01 Novembro 2023
"Nesta guerra, que segundo Benjamin Netanyahu será 'longa e difícil', parece que todas as partes aceitaram que os civis são 'dispensáveis'. São o dano colateral da violência bélica que efetivamente viola um dos princípios básicos do direito humanitário internacional, elaborado nos últimos cem anos para proteger a população indefesa e evitar inúmeras mortes", escreve Giuseppe Riggio, diretor da revista Aggiornamenti sociali, em artigo publicado por revista Aggiornamente sociali, 30-10-2023. A tradução é de Luisa Rabolini.
O ataque desferido pelo Hamas no sul de Israel numa tranquila manhã de sábado de outubro foi súbito e horrível, causando a morte de centenas de civis e soldados, enquanto dezenas de pessoas de diferentes nacionalidades foram feitas reféns. Esperada e dura foi a reação violenta de Israel que começou a bombardear a Faixa de Gaza, reduto do Hamas, submetendo-a a um verdadeiro cerco, sem água, eletricidade e combustível durante dias. A surpresa inicial face ao que aconteceu em 7 de outubro de 2023, tanto em Israel (a começar pelas forças armadas e serviços de segurança israelenses que não tinham a menor ideia do que estava sendo preparado) como no mundo, deu imediatamente lugar à perplexidade e à preocupação porque – como declarou Tor Wennesland, coordenador especial das Nações Unidas para o processo de paz no Médio Oriente – “Estamos à beira de um abismo profundo e perigoso. […] O risco de expansão deste conflito é muito real e extremamente perigoso” [1]. Diante de uma perspectiva tão dramática, é importante recordar alguns elementos que podem ajudar a manter a lucidez numa situação onde prevalecem as reações emocionais, a incerteza e a confusão.

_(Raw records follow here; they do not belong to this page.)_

PR #8209, opened 2026-06-09
Add MarsBot draft card selection

ignac8:
Part of the MarsBot series (#8001). Builds on #8207 so that commit shows in the diff too, only MarsBotDraftResolver.ts and its test are new here

Adds how MarsBot picks cards during drafting: by corp draft priority when it has one (matching tags, most expensive, least advanced track, most tags) and random otherwise. Tests fabricate the cards and run against the Tharsis board with a seeded rng


src/server/automa/corps/MarsBotDraftResolver.ts
```diff
@@ -0,0 +1,149 @@
...
+import {Tag} from '../../../common/cards/Tag';
+import {Random} from '../../../common/utils/Random';
+import {MarsBotBoard} from '../MarsBotBoard';
+import {inplaceShuffle} from '../../utils/shuffle';
+
+/**
+ * Pick the item with the highest score, breaking ties randomly.
+ * If all scores are 0, returns undefined (caller handles fallback).
+ */
+function pickBest<T>(items: T[], scorer: (t: T) => number, rng: Random): T | undefined {
```
kberg: Array<T> is preferred over T[]

src/server/automa/corps/MarsBotDraftResolver.ts
```diff
@@ -0,0 +1,149 @@
...
+ */
+export class MarsBotDraftResolver {
+  /**
+   * Pick the best card for MarsBot from a hand based on the draft priority.
+   */
+  public static pickCardForMarsBot(
+    hand: IProjectCard[],
+    priority: MarsBotDraftPriority,
+    rng: Random,
+    board?: MarsBotBoard,
```
kberg: Could MarsBotBoard be renamed to MarsBotTracks? `board` is too easy to confuse for `game.board`.

src/server/automa/corps/MarsBotDraftResolver.ts
```diff
@@ -0,0 +1,149 @@
...
+  if (bestScore <= 0) {
+    return undefined;
+  }
+  return bestItems[rng.nextInt(bestItems.length)];
+}
+
+/**
+ * Handles MarsBot draft card selection and post-draft discard based on corp draft priority.
+ */
+export class MarsBotDraftResolver {
```
kberg, line 11: This file is a mix of sometimes using static class methods and sometimes using functions.  This reads like a code smell.

src/server/automa/corps/MarsBotDraftResolver.ts
```diff
@@ -0,0 +1,149 @@
...
+    }
+    if (hand.length === 1) {
+      return hand[0];
+    }
+
+    switch (priority.type) {
+    case 'tags':
+      return MarsBotDraftResolver.pickByTags(hand, priority.tags, rng);
+    case 'mostExpensive':
+      return pickBest(hand, (c) => c.cost, rng) ?? hand[rng.nextInt(hand.length)];
```
kberg: In what case will pickBest not return something? It's protecting a case that, if it occurred, would reveal a bigger problem.

src/server/automa/corps/MarsBotDraftResolver.ts
```diff
@@ -0,0 +1,149 @@
...
+    case 'leastAdvancedTrack':
+      return MarsBotDraftResolver.pickByLeastAdvancedTrack(hand, rng, board);
+    case 'mostTags':
+      return pickBest(hand, (c) => c.tags.filter((t) => t !== Tag.WILD).length, rng) ?? hand[rng.nextInt(hand.length)];
```
kberg: Same

src/server/automa/corps/MarsBotDraftResolver.ts
```diff
@@ -0,0 +1,149 @@
...
+    }
+  }
+
+  /**
+   * Post-draft discard: shuffle drafted cards, reveal from top.
+   * If card has NO matching priority tag → discard. If it HAS a match → stop.
+   * If all 4 checked → keep all.
+   */
+  public static postDraftDiscard(
```
kberg: What does post mean?

src/server/automa/corps/MarsBotDraftResolver.ts
```diff
@@ -0,0 +1,149 @@
...
+    drafted: IProjectCard[],
+    priority: MarsBotDraftPriority,
+    rng: Random,
+  ): {kept: IProjectCard[], discarded: IProjectCard[]} {
+    if (priority.type !== 'tags') {
```
kberg: Can you check this one out to see if it can be simpler?

kberg (changes requested):
I haven't read the test yet, or CorpTypes. I assume CorpTypes will be its own PR

tests/automa/corps/MarsBotDraftResolver.spec.ts
```diff
@@ -0,0 +1,229 @@
...
+import {MarsBotDraftPriority} from '../../../src/server/automa/MarsBotCorpTypes';
+import {Tag} from '../../../src/common/cards/Tag';
+import {SeededRandom} from '../../../src/common/utils/Random';
+import {IProjectCard} from '../../../src/server/cards/IProjectCard';
+import {CardType} from '../../../src/common/cards/CardType';
+import {CardName} from '../../../src/common/cards/CardName';
+import {MarsBotBoard} from '../../../src/server/automa/MarsBotBoard';
+import {THARSIS_MARSBOT_BOARD} from '../../../src/server/automa/boards/TharsisMarsBot';
+
+function fakeCard(name: string, tags: Tag[], cost: number = 10): IProjectCard {
```
kberg: There's already a fakeCard mechanism. Don't make your own. Ask your AI what other constructs you're making that already exist.

tests/automa/corps/MarsBotDraftResolver.spec.ts
```diff
@@ -0,0 +1,229 @@
...
+        fakeCard('A', [Tag.EARTH]),     // No match
+        fakeCard('B', [Tag.PLANT]),     // No match
+        fakeCard('C', [Tag.BUILDING]),  // Match
+        fakeCard('D', [Tag.EARTH]),     // After match — kept
+      ];
+
+      const result = MarsBotDraftResolver.postDraftDiscard(cards, priority, rng);
+      // After shuffle, order may vary, but logic should work:
+      // Non-matching before first match → discarded, rest → kept
+      const totalCards = result.kept.length + result.discarded.length;
```
kberg: These assertions seem reltaively weak and could b better.

tests/automa/corps/MarsBotDraftResolver.spec.ts
```diff
@@ -0,0 +1,229 @@
...
+import {Tag} from '../../../src/common/cards/Tag';
+import {SeededRandom} from '../../../src/common/utils/Random';
+import {IProjectCard} from '../../../src/server/cards/IProjectCard';
+import {CardType} from '../../../src/common/cards/CardType';
+import {CardName} from '../../../src/common/cards/CardName';
+import {MarsBotBoard} from '../../../src/server/automa/MarsBotBoard';
+import {THARSIS_MARSBOT_BOARD} from '../../../src/server/automa/boards/TharsisMarsBot';
+
+function fakeCard(name: string, tags: Tag[], cost: number = 10): IProjectCard {
+  return {
```
kberg: Is there really a need for fakeCards. You can find plenty of cards that match the tags you need exactly. reate them once, and give them names that help understand why they're in your test (eg `buildingTagCard`)

tests/automa/corps/MarsBotDraftResolver.spec.ts
```diff
@@ -0,0 +1,229 @@
...
+      const cards = [
+        fakeCard('A', [], 5),
+        fakeCard('B', [], 20),
+        fakeCard('C', [], 12),
+      ];
+      const picked = MarsBotDraftResolver.pickCardForMarsBot(cards, priority, rng);
+      expect(picked.name).to.eq('B' as CardName);
+    });
+
+    it('ties pick randomly', () => {
```
kberg: How does this verify that ties pick randomly?

tests/automa/corps/MarsBotDraftResolver.spec.ts
```diff
@@ -0,0 +1,229 @@
...
+  return {
+    name: name as CardName,
+    tags,
+    cost,
+    type: CardType.ACTIVE,
+  } as unknown as IProjectCard;
+}
+
+describe('MarsBotDraftResolver', () => {
+  describe('pickCardForMarsBot - tags priority', () => {
```
kberg: If you need controlled shuffling, this is not a good way to do it because it hides what you want to know.

My suggestion is instead of injecting rng to inject a shuffle function. The real implementation will include the random shuffler, but you can then either set the order you like or just have it work like a no-op.

kberg (changes requested):

src/server/automa/corps/MarsBotDraftResolver.ts
ignac8: Done.

src/server/automa/corps/MarsBotDraftResolver.ts
ignac8: Renamed, in #8353, since MarsBotBoard is already merged. This PR picks up the new name once that lands.

src/server/automa/corps/MarsBotDraftResolver.ts
ignac8: Fair. It's a class with state now: the tracks and a shuffle go in the constructor, so no method carries them as parameters.

src/server/automa/corps/MarsBotDraftResolver.ts
ignac8: Whenever no card in the hand carries a priority tag, which is a legal hand, and the rule is then to pick at random. You're right that the guard hid that. pickBest is total now, treating a hand where nothing scores as one tie across every card, so the three `?? hand[rng.nextInt(...)]` fallbacks are gone.

src/server/automa/corps/MarsBotDraftResolver.ts
ignac8: Same answer as above: it covered the hand where nothing matches. pickBest returns a card in every case now.

src/server/automa/corps/MarsBotDraftResolver.ts
ignac8: Nothing useful. It's discardAfterDraft now.

src/server/automa/corps/MarsBotDraftResolver.ts
ignac8: Shuffle, findIndex the first card with a priority tag, discard what came before it, keep the rest. The foundMatch loop and its trailing special case are gone.

tests/automa/corps/MarsBotDraftResolver.spec.ts
ignac8: Mine is gone.

tests/automa/corps/MarsBotDraftResolver.spec.ts
ignac8: It asserts the exact kept and discarded lists now instead of counting them.

tests/automa/corps/MarsBotDraftResolver.spec.ts
ignac8: Done, real cards named for their role: buildingCard, spaceCard, buildingAndSpaceCard. fakeCard is left in two places, for wild tags, since no project card carries one (Research Coordination is a prelude).

tests/automa/corps/MarsBotDraftResolver.spec.ts
ignac8: It didn't. With the shuffle injected the tie set is visible: the same hand gives the first tied card under a no-op shuffle and the last under a reversing one, which also shows the untied card never wins.

tests/automa/corps/MarsBotDraftResolver.spec.ts
ignac8: Done, and it removed Random from the class entirely, since a random tie-break is just shuffling the tied cards and taking the first.

src/server/automa/corps/MarsBotDraftResolver.ts
```diff
@@ -0,0 +1,110 @@
...
+      return this.pickBest(hand, (card) => card.cost);
+    case 'leastAdvancedTrack':
+      return this.pickByLeastAdvancedTrack(hand);
+    case 'mostTags':
+      return this.pickBest(hand, (card) => this.countTags(card));
+    }
+  }
+
+  /**
+   * Reveals the drafted cards one at a time, discarding those without a priority tag and
```
kberg: "reveals the drafted cards one at a time" makes it seem like this method is logging publicly every card or something. But it's not really doing any of that, I think.

src/server/automa/corps/MarsBotDraftResolver.ts
```diff
@@ -0,0 +1,110 @@
...
+
+    const firstMatch = cards.findIndex((card) => this.hasAnyTag(card, priority.tags));
+    if (firstMatch === -1) {
+      return {kept: cards, discarded: []};
+    }
+    return {kept: cards.slice(firstMatch), discarded: cards.slice(0, firstMatch)};
+  }
+
+  /**
+   * The highest scoring item, breaking ties at random. A hand where nothing scores at all
```
kberg: "Returns the highest scoring item". document functions like they are verbs and attributes like they are nouns.

src/server/automa/corps/MarsBotDraftResolver.ts
```diff
@@ -0,0 +1,110 @@
...
+   * is one big tie, which is how a card gets picked when none of them match.
+   */
+  private pickBest<T>(items: Array<T>, score: (item: T) => number): T {
```
kberg: I think this is a nit, but I think `scorer` would be a clearer name than `score` Then `value` below could be, you know, the `score` that comes from the `scorer`.

src/server/automa/corps/MarsBotDraftResolver.ts
```diff
@@ -0,0 +1,110 @@
...
+    let best = -1;
+    let tied: Array<T> = [];
+    for (const item of items) {
```
kberg, line 94: I'm surprised we don't have an algorithm like this already to reuse. But this is good.

src/server/automa/corps/MarsBotDraftResolver.ts
```diff
@@ -0,0 +1,110 @@
...
+    return this.pickBest(hand, (card) => this.scoreByTags(card, priorityTags));
+  }
+
+  private pickByLeastAdvancedTrack(hand: Array<IProjectCard>): IProjectCard {
+    const leastAdvanced = this.tracks.getLeastAdvancedTrackIndex();
+    return this.pickByTags(hand, this.tracks.data[leastAdvanced].tags);
+  }
+
+  /**
+   * Tags earlier in the priority list are worth more, so a card matching the first priority
```
kberg: Not to put too fine a point in it, this can have a leading sentence

> Return the score for `card` based on the priority tags.

src/server/automa/corps/MarsBotDraftResolver.ts
```diff
@@ -0,0 +1,110 @@
...
+   * beats one matching the second, and a card matching several beats one matching a single tag.
+   * Priorities only ever list printed tags, so a wild tag matches nothing and scores zero.
+   */
+  private scoreByTags(card: IProjectCard, priorityTags: ReadonlyArray<Tag>): number {
+    let score = 0;
+    for (const tag of card.tags) {
+      const priority = priorityTags.indexOf(tag);
+      if (priority >= 0) {
+        score += priorityTags.length - priority;
```
kberg: This feels a little like a magic incantation that doesn't explain how the number's score makes sense. But is this obvious from the automa's rules? If so, please move on.

src/server/automa/corps/MarsBotDraftResolver.ts
```diff
@@ -0,0 +1,110 @@
...
+      }
+    }
+    return score;
+  }
+
+  private hasAnyTag(card: IProjectCard, priorityTags: ReadonlyArray<Tag>): boolean {
+    return card.tags.some((tag) => priorityTags.includes(tag));
```
kberg: Use `utils.intersection`

tests/automa/corps/MarsBotDraftResolver.spec.ts
```diff
@@ -0,0 +1,180 @@
...
+const spaceCard = new Asteroid(); // Space, 14 M€
+const buildingAndSpaceCard = new SpaceElevator(); // Space and Building, 27 M€
+const expensiveSpaceCard = new BigAsteroid(); // Space, 27 M€
+const earthCard = new AcquiredCompany(); // Earth, 10 M€
+const plantCard = new Algae(); // Plant, 10 M€
+const otherPlantCard = new Lichen(); // Plant, 7 M€
+
+/** Leaves the order alone, so the test sets it by writing the cards in the order it wants. */
+const keepOrder: Shuffler = () => {};
+/** Reverses the order, to show a choice really does follow the shuffle. */
```
kberg, line 31: Nice

tests/automa/corps/MarsBotDraftResolver.spec.ts
```diff
@@ -0,0 +1,180 @@
...
+const reverseOrder: Shuffler = (items) => {
+  items.reverse();
+};
+
+function resolver(shuffle: Shuffler = keepOrder): MarsBotDraftResolver {
```
kberg: Name the variable shuffler.

tests/automa/corps/MarsBotDraftResolver.spec.ts
```diff
@@ -0,0 +1,180 @@
...
+  return new MarsBotDraftResolver(new MarsBotBoard(THARSIS_MARSBOT_BOARD), shuffle);
+}
+
+describe('MarsBotDraftResolver', () => {
+  describe('pickCard, tags priority', () => {
+    const priority: MarsBotDraftPriority = {type: 'tags', tags: [Tag.BUILDING, Tag.SPACE]};
+
+    it('picks the card carrying a priority tag', () => {
```
kberg, line 44: This is really easy to read

kberg (commented):
Much much clearer tests

src/server/automa/corps/MarsBotDraftResolver.ts
ignac8: Reworded. Chasing the wording turned up a real problem behind it: the method discarded every card ahead of the first one carrying a priority tag, and the rules discard the first card *without* one and stop there, so at most one card ever leaves. The rulebook's aside that the action deck is "4 (in rare cases it can be 5) cards" only fits that reading, since five means nothing was discarded, which needs all four to match. Fixed, with tests.

src/server/automa/corps/MarsBotDraftResolver.ts
ignac8: Done. `pickCard`, `discardAfterDraft`, `pickBest` and `scoreByTags` all lead with a verb now.

src/server/automa/corps/MarsBotDraftResolver.ts
ignac8: Renamed. The parameter is `scorer` and the local it produces is `score`.

src/server/automa/corps/MarsBotDraftResolver.ts
ignac8: Nothing in `utils.ts` covers it. It is a little more than a max: it keeps every item tied for best and hands the tie to the injected shuffler, and the score is now a list compared entry by entry rather than a single number.

src/server/automa/corps/MarsBotDraftResolver.ts
ignac8: Added, close to your wording.

src/server/automa/corps/MarsBotDraftResolver.ts
ignac8: You were right to distrust it. It is not obvious from the rules because it does not follow them.

The corporations rulebook says to consider the first tag only, and to move to the second one only if no card matches the first, with a card carrying the first tag twice beating a card carrying the first and the second. That is a lexicographic comparison of per-tag counts, and a weighted sum is not the same thing: lower priority tags add up and overtake a higher priority one.

Celestic is the rulebook's own worked example and the old formula got it wrong. Venus over Jovian scored Venus 2 and Jovian 1, so a single Venus card and a card with two Jovian tags both scored 2 and it picked between them at random, where the example says take the Venus card. Over all 727 project cards the sum disagrees with the rules on 50 pairs for Celestic, 139 for Aphrodite, 46 for EcoTec and 156 for Tycho Magnetics.

`scoreByTags` now returns how many of each priority tag a card carries, in priority order, and `pickBest` compares those entry by entry. There is no constant left to explain.

src/server/automa/corps/MarsBotDraftResolver.ts
ignac8: Using `hasIntersection`, since the method returns a boolean and `intersection` would build the array to throw it away.

tests/automa/corps/MarsBotDraftResolver.spec.ts
ignac8: Renamed, in the spec and on the field it is passed to.

src/server/automa/corps/MarsBotDraftResolver.ts
kberg: Yeah I understand that, but there's more than one place where we rank items by score and look for first and second place, etc.

kberg (approved):

src/server/automa/corps/MarsBotDraftResolver.ts
ignac8: Right, Election, Revolution and the award scoring all walk first and second place the same way. Pulled it into rankedTiers in utils and refit the three in #8358.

Independentemente da duração ou da violência, o número de militares e civis mortos e feridos no corpo e não só, desenraizados de suas casas e privados de seus afetos pelas devastações econômicas que disso decorrem, da destruição causada nas cidades ou dos danos causados ao meio ambiente, todos as guerras representam um beco sem saída na história dos povos envolvidos e uma derrota para toda a humanidade. Se perdermos essa consciência corremos concretamente o risco de nos acostumar com a ideia da “normalidade” da guerra – ou da sua inevitabilidade – como forma de resolver os conflitos entre os povos. A constatação de que há numerosas guerras em curso no mundo não desmente a importância da afirmação de princípio, mas dá a medida do trabalho que as instituições internacionais, os Estados e a sociedade civil são chamados a desempenhar.
Contudo, nem todas as guerras ou conflitos dentro de um país têm o mesmo impacto sobre a política internacional ou a mesma ressonância junto à opinião pública em nível mundial. É assim, por exemplo, pelas poucas informações que circularam sobre o que aconteceu nos últimos dez anos na África (ver Mateos nas págs. 611-618). A maior ou menor atenção não depende tanto dos “números” de cada conflito individual, que também poderiam ser graves (e, em qualquer caso, mesmo uma única vítima já seria demais), mas por outros fatores, como o “peso” internacional dos Estados envolvidos, a história que precedeu e muitas vezes preparou as violências de hoje, as consequências que se determinam no cenário global.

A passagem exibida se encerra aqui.